Cipa treatment in DENV infection
For these experiments, institutional Biosafety clearance was obtained at Translational Health and Science and Technology Institute, Faridabad, Haryana, India. MCF-7 were seeded at 100,000 cells per well in 24 well plate and were maintained for 24 h (37 degrees; 5% CO2). Virus challenge (at 10 MOI, see supplementary) was given for 1 h, here the media was supplemented with 2% FBS. After 1-h of viral adsorption, cells were washed with PBS and DMEM high glucose with 10% FBS with or without Cipa (50 μg and 100 μg) was added. DENV titers in the supernatant were determined by plaque assay at 24 h pi. DENV plaque assay was set up in BHK-21 cells (C-13), purchased from ATCC (Cat. no. CCL-10). 50,000 BHK-21 cells were plated per well in 24-well plate. Serial dilutions of virus were added in triplicates and allowed to adsorb for 1 h, followed by overlay with 0.5% carboxymethyl-cellulose (CMC; Sigma). After 72 h, cells were fixed in 3.7% formalin and plaques were visualized by staining with crystal violet.

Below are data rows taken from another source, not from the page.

PR #370, opened 2024-01-24
Directly forward execution output to stdout

### LINKED ISSUE #336: println output should not be buffered during execution
using panic("hello world") will swallow ALL other print statements of the execution, making debugging it impossible
having an infiinite loop or recursion will swallow ALL print statements, making debugging impossible

both issues are caused by console output not being directly passed to the console but being buffered (or something) until the execution finished.
with the absence of a stepper, println is my only way to debug other than "wir lösen das problem durch anstarren" :smile:

marzipankaiser:
Fixes #336 (since I was looking into the Process API r.n. anyway).

Issue #336 is caused by the Process being started using `.!!` which:
```
Starts the process represented by this builder, blocks until it exits, and returns the output as a String. Standard error is sent to the console. If the exit code is non-zero, an exception is thrown.
```

We now use a custom `ProcessLogger` and also connect stdin.
This makes this mostly work, apart from potential race conditions between input and output. (Note: `.!<` would work well in that regard but breaks the tests.)

### DIFF
--- a/effekt/jvm/src/main/scala/effekt/Runner.scala
+++ b/effekt/jvm/src/main/scala/effekt/Runner.scala
@@ -54,11 +54,10 @@ trait Runner[Executable] {
   /**
    * Runs the executable (e.g. the main file) by calling the build function.
    */
-  def eval(executable: Executable)(using Context): Unit = {
+  def eval(executable: Executable)(using C: Context): Unit = {
     val execFile = build(executable)
-    val exitCode = Process(execFile).!<
-    if(exitCode != 0) {
-      Context.error(s"Process exited with exit code ${exitCode}.")
+    Process(execFile).lazyLines.foreach{ line =>
+      C.config.output().emitln(line)
     }
   }
 
--- a/effekt/jvm/src/main/scala/effekt/Runner.scala
+++ b/effekt/jvm/src/main/scala/effekt/Runner.scala
@@ -54,8 +54,13 @@ trait Runner[Executable] {
   /**
    * Runs the executable (e.g. the main file) by calling the build function.
    */
-  def eval(executable: Executable)(using Context): Unit =
-    exec(build(executable))
+  def eval(executable: Executable)(using Context): Unit = {
+    val execFile = build(executable)
+    val exitCode = Process(execFile).!<
+    if(exitCode != 0) {
+      Context.error(s"Process exited with exit code ${exitCode}.")
+    }
+  }
 
   def canRunExecutable(command: String*): Boolean =
     try {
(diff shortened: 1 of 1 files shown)


marzipankaiser:
Apparently this is used in some way during testing. Am investigating.

effekt/jvm/src/main/scala/effekt/Runner.scala
```diff
@@ -54,8 +54,26 @@ trait Runner[Executable] {
...
+        System.out.flush()
+      }
+
+      override def err(s: => String): Unit = System.err.println(s)
+
+      override def buffer[T](f: => T): T = f
+
+    }, connectInput = true).exitValue()
+
+    if(exitCode != 0) {
```
b-studios, line 73: nitpick
```suggestion
    if (exitCode != 0) {
```

effekt/jvm/src/main/scala/effekt/Runner.scala
```diff
@@ -54,8 +54,26 @@ trait Runner[Executable] {
...
-  def eval(executable: Executable)(using Context): Unit =
-    exec(build(executable))
+  def eval(executable: Executable)(using C: Context): Unit = {
+    val execFile = build(executable)
+
+    val exitCode = Process(execFile).run(new ProcessLogger {
+
+      override def out(s: => String): Unit = {
+        C.config.output().emitln(s)
+        System.out.flush()
```
b-studios, line 64: Do we need to flush each time?

b-studios:
It's great that you made progress here. But I would have hoped to just have a thin wrapper that acts exactly like programming against the host native interface.

effekt/jvm/src/main/scala/effekt/Runner.scala
marzipankaiser: We can probably drop this; it is left over from trying to get the ordering right when printing not-full-lines.
`emitln` should flush anyway.

marzipankaiser:
This was mostly a product of me reading into the process API docs anyway.

If I understand that correctly, then we'd need to change how tests are run (because they currently check the output in `C.config`). IMHO, we might want to run tests differently anyway (esp. w.r.t. stdin and stdout), but I'm not sure how big of a change this would be. - Then, using `.!<` should do exactly what we'd want here (just use stdin/out/err for in/out/err), no?

effekt/jvm/src/main/scala/effekt/Runner.scala
b-studios, line 64:
```suggestion
```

siRNA-mediated knockdown of ESR1 in MCF7 cells
1 μM concentration of siRNA targeting ESR1 gene and non-targeting control (NTC) were mixed with Opti-MEM (Life Technologies) and 1 μl of Lipofectamine RNAiMax to a total volume of 100 μl in a 24-well plate. Cells were trypsinized and volume made up so as to contain 60,000 cells in 400 μl antibiotic-free medium. After 20 min incubation of the transfection complex, cell suspension was added into each well. Knockdown efficiency was determined by qRT-PCR at 48 h post transfection. Cells were infected with DENV-2 at 48 h post transfection. Cipa was added at a concentration of 50 µg after 1 h of viral adsorption. DENV-2 titers were measured by plaque assay at 24 h pi.
Statistical analysis
All data represents mean ± SEM; n = 3–7 each group; *p < 0.05, **p < 0.01, ***p < 0.001. p-value > 0.05 is considered non-significant (NS). Statistical significance of the differences was determined with a one/two-tailed Student’s t test as per appropriate. Any additional steps are mentioned in the text.